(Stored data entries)
=====

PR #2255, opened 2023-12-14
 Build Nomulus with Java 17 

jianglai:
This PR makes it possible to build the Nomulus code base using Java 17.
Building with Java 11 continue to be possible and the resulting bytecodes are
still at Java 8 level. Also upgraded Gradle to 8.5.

=====

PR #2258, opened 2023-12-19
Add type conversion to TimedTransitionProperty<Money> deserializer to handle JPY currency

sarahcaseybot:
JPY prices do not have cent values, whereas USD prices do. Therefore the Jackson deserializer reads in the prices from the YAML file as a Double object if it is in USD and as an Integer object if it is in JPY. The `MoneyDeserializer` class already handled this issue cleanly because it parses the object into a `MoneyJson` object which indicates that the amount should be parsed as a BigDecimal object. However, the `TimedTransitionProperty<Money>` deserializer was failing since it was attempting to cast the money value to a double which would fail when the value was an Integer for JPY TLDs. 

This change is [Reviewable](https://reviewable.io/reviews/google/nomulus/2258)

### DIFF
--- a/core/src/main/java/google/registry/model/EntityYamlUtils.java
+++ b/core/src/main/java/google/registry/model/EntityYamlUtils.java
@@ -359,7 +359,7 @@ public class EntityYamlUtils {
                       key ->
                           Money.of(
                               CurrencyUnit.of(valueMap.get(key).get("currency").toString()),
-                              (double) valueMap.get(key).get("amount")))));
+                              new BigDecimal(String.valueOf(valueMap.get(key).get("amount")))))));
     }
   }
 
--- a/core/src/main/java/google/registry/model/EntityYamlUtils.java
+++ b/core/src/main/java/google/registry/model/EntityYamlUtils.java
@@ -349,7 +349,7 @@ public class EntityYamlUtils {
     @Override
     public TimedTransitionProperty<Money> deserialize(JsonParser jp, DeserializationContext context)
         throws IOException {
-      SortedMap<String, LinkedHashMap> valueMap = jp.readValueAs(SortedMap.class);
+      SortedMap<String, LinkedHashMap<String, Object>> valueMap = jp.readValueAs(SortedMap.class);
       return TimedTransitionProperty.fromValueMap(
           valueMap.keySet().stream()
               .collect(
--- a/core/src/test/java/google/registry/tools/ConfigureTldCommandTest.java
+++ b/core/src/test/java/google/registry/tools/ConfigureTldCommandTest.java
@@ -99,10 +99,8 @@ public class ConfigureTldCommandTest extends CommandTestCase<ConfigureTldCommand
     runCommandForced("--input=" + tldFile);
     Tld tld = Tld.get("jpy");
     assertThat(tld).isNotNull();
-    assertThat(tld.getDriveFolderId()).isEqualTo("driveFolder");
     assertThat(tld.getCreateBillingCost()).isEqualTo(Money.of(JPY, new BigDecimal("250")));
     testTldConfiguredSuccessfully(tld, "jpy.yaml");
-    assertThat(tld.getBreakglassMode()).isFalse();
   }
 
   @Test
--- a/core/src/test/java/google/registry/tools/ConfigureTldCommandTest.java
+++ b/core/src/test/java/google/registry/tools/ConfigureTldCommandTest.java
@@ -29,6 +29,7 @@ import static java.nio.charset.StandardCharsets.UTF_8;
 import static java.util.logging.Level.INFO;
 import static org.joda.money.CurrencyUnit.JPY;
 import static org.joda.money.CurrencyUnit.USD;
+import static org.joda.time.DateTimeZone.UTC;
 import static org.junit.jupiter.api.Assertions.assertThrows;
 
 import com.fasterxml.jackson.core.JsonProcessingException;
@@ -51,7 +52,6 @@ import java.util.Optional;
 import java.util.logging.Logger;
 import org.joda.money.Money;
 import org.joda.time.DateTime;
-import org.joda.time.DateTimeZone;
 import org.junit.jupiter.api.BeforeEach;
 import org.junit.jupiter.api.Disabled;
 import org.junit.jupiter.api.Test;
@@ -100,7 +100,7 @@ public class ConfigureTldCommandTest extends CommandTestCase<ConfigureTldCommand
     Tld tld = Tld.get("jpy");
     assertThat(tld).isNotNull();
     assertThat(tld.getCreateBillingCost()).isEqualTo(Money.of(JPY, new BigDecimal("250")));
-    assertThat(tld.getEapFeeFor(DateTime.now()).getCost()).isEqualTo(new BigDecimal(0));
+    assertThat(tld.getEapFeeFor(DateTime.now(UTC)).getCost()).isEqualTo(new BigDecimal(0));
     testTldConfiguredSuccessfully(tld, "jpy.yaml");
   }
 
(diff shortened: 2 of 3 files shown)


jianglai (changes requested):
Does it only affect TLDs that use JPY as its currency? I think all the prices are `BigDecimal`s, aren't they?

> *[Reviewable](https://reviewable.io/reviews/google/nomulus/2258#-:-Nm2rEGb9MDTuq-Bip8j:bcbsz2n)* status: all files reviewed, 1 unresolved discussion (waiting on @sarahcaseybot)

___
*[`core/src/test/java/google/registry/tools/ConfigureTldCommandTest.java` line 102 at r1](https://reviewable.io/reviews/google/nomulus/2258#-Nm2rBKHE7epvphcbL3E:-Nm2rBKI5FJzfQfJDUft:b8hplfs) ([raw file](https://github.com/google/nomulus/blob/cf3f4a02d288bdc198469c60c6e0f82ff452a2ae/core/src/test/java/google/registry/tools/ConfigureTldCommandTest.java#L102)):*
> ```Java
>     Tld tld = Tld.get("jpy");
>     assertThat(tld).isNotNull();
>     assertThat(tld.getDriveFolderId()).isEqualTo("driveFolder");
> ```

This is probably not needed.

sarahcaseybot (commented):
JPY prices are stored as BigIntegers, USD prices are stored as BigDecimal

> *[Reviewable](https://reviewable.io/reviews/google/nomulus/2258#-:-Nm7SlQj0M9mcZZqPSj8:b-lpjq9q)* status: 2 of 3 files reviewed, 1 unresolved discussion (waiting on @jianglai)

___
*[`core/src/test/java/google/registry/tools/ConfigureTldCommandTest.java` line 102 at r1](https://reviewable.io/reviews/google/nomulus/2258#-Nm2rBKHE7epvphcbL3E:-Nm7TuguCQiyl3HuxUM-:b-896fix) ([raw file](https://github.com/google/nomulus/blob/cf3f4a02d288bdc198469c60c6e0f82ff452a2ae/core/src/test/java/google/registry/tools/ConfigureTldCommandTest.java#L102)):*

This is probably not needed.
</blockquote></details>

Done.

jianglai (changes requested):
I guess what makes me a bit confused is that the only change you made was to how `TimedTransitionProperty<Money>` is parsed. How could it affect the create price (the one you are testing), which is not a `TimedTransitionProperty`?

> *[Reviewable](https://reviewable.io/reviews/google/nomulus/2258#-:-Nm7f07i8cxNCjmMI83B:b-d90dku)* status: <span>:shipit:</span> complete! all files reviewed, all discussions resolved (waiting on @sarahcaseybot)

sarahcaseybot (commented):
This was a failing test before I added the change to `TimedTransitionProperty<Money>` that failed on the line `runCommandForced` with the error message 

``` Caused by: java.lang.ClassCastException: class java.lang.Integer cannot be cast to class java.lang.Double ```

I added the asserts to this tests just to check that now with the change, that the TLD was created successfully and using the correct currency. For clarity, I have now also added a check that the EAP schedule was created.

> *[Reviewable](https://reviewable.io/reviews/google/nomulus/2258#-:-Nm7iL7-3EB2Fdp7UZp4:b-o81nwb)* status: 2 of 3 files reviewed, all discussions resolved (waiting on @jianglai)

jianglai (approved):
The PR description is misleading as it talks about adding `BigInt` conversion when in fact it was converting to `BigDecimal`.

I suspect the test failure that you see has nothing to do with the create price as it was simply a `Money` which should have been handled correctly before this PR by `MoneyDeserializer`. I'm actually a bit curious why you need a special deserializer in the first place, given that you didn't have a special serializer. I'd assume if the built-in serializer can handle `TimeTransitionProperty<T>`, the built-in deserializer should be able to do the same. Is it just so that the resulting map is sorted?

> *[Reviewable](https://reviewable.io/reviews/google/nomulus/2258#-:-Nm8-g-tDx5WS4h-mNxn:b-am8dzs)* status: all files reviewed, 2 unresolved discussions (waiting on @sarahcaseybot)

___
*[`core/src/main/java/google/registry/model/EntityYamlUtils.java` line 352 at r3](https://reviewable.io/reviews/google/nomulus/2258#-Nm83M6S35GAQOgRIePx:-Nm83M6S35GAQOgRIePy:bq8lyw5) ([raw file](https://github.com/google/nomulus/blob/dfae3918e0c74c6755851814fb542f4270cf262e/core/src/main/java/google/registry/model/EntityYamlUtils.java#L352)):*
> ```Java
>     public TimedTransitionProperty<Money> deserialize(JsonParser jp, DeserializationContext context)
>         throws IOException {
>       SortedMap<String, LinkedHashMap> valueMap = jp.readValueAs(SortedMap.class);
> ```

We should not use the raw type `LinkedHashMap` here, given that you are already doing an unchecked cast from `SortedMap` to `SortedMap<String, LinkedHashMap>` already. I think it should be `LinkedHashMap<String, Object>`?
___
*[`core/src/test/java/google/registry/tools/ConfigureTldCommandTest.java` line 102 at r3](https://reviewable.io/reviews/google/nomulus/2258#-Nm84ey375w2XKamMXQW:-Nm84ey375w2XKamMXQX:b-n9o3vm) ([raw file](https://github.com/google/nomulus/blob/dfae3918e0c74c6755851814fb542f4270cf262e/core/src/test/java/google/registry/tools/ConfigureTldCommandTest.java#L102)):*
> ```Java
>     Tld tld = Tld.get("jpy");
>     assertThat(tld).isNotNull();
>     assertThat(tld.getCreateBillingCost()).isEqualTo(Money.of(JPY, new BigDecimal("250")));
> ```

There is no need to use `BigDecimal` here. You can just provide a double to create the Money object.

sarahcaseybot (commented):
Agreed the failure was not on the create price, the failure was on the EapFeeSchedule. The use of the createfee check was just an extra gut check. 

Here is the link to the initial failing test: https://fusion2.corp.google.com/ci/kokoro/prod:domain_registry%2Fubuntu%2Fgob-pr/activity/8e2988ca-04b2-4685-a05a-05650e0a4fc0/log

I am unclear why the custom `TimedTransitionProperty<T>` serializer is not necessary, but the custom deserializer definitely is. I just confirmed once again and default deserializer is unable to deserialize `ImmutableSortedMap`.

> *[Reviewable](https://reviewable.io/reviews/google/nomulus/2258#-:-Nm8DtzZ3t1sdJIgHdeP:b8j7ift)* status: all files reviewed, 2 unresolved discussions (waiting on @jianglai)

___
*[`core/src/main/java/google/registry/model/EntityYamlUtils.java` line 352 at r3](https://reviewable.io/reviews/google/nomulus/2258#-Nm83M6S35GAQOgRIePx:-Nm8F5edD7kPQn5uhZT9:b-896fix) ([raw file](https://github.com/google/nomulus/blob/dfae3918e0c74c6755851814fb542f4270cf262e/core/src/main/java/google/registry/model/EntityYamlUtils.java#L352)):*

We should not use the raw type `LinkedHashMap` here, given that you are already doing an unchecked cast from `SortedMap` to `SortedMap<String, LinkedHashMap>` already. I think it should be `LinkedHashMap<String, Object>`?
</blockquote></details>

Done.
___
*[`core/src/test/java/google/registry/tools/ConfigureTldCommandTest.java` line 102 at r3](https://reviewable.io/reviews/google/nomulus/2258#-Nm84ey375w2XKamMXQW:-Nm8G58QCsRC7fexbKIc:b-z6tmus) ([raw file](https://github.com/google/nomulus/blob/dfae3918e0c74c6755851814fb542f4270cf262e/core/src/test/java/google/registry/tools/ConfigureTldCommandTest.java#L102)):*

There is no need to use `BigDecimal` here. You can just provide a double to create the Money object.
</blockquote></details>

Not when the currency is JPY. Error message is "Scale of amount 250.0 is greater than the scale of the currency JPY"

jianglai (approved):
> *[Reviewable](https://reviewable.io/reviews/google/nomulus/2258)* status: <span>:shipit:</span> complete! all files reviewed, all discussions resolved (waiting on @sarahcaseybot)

=====

• **Task requirements**:
Reproduce the lines above, beginning at the line with "PR #2255, opened 2023-12-14" and stopping after the line with "still at Java", exactly as they are.

• **The answer**:
PR #2255, opened 2023-12-14
 Build Nomulus with Java 17 

jianglai:
This PR makes it possible to build the Nomulus code base using Java 17.
Building with Java 11 continue to be possible and the resulting bytecodes are
still at Java 8 level. Also upgraded Gradle to 8.5.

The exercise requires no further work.